In the process, the IBF said, Ghanaians have been presented with painfully stark, impoverishing and unsustainable choices – a situation deeply troubling and wholly untenable.

“This is only possible because of the absence of effective representation and the perceived ease of oppressing a dispersed section of investors into submission,” a statement issued by Hosi said.

The Government of Ghana (GoG) announced that under its Domestic Debt Exchange (DDE) programme, individual bondholders were to submit to a “voluntary” arrangement to exchange their domestic bonds for new benchmark bonds.

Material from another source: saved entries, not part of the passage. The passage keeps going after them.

PR #642, opened 2016-11-20
Let --data-path be specified when running download.py scripts

ExplodingCabbage:
## Description
Adds a `--data-path` (or `-d`) argument to the download.py scripts that lets the path to download to be specified.

## Motivation and Context
Makes downloading to a custom location easier; resolves https://github.com/explosion/spaCy/issues/637

## How Has This Been Tested?
Manually. After `pip install -e .`, I did a `git clean -xdf` to clean my local repo, then, in sequence:

- Checked that 

  ```
  import spacy
  spacy.load('en')('Hello, world')[0].pos_
  ```

  gives the empty string
- Ran `python3 -m spacy.en.download all -d ~/some_dir`
- Checked that `spacy.load('en')('Hello, world')[0].pos_` still gave the empty string but that `spacy.util.set_data_path('/home/mark/some_dir'); spacy.load('en')('Hello, world')[0].pos_` didn't.
- Ran `python3 -m spacy.en.download all`
- Checked that `spacy.load('en')('Hello, world')[0].pos_` no longer gave the empty string.
- Tried running `python3 -m spacy.en.download all` and `python3 -m spacy.en.download all -d ~/some_dir` again and confirmed that both exited early saying that the model was already installed.

## Types of changes

- [ ] Bug fix (non-breaking change fixing an issue)
- [x] New feature (non-breaking change adding functionality to spaCy)
- [ ] Breaking change (fix or feature causing change to spaCy's existing functionality)
- [ ] Documentation (Addition to documentation of spaCy)

## Checklist:

- [x] My code follows spaCy's code style. (*as far as I can tell - there's no actual style guide in CONTRIBUTING.md yet, so I just tried to imitate what was nearby)
- [x] My change requires a change to spaCy's documentation. (*ideally, anyway*)
- [x] I have updated the documentation accordingly.
- [ ] I have added tests to cover my changes. (*no tests for the downloader currently exist; any that we'd want to add would probably want to be CI-only, since they'll be extremely slow for anyone on a slow internet connection*)
- [x] All new and existing tests passed.

PR #644, opened 2016-11-20
Fix a bunch of missing spaces of the website

ExplodingCabbage:
Having never touched Jade before, I ran into this annoying syntax trap while writing https://github.com/explosion/spaCy/pull/642/commits/a0c4b29dcbacfa784e7522653e18ca6c78084419 and immediately wondered if there was anywhere in the existing codebase where it had already been screwed up. Sure enough, a regex search in Sublime for `\| [^ ]` turned up these 4 locations, all of which are currently rendered with a missing space on the website (although it's not too noticeable in the cases where there's a code block on either side of a comma).

### DIFF
--- a/website/docs/api/doc.jade
+++ b/website/docs/api/doc.jade
@@ -164,8 +164,8 @@ p
         +cell #[code other]
         +cell -
         +cell
-            | The object to compare with. By default, accepts #[code Doc],
-            | #[code Span], #[code Token] and #[code Lexeme] objects.
+            |  The object to compare with. By default, accepts #[code Doc],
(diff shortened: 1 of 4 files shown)


ines:
Thanks!

And yeah, as much as I like Jade, hard-wrapping can be pretty annoying. Sorry about that. It just makes the most sense for the docs, which is why we opted for the pipe + 2 spaces convention.

I've been trying to cover the most important syntax and gotchas [here](https://github.com/explosion/spaCy/tree/master/website#making-changes-to-the-site) – so if there's anything that should be added or documented, let me know!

This arrangement, according to IBF, irreversibly takes away the wealth and livelihoods of direct and indirect individual bondholders whose only crime has been to trust their government.

Tied to this is a mandatory deadline which compels holders to either accept the government’s offer or risk the threat of prohibitive losses, the Forum added.

It stressed “In an unfortunate oppressive fashion, government has shown total disregard for the contractual rights of Individual bondholders and has made no effort to structure reasonable consultations with individual bondholders. In the process, we have been presented with painfully stark, impoverishing and unsustainable choices – a situation deeply troubling and wholly untenable.

“This is only possible because of the absence of effective representation and the perceived ease of oppressing a dispersed section of investors into submission.”